__AIM OF THE TASK__:
Produce an exact copy of the lines from the line containing "This is my own" through the last line of the entries below, and only those lines.

Records excerpted from a collection:
PR #529, opened 2017-02-16
NUDIR - create a user directory

larsbrinkhoff:
This is my own invention.  Makes it easier to create directories without having to remember the phrase ..NEW. (UDIR).

It also leaves a -READ- -THIS- file in the directory, to ensure it won't get deleted by the salvager.

### DIFF
--- a/README.md
+++ b/README.md
@@ -183,6 +183,7 @@ A list of [known ITS machines](doc/machines.md).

__EXERCISE RESULT__:
This is my own invention.  Makes it easier to create directories without having to remember the phrase ..NEW. (UDIR).

It also leaves a -READ- -THIS- file in the directory, to ensure it won't get deleted by the salvager.

### DIFF
--- a/README.md
+++ b/README.md
@@ -183,6 +183,7 @@ A list of [known ITS machines](doc/machines.md).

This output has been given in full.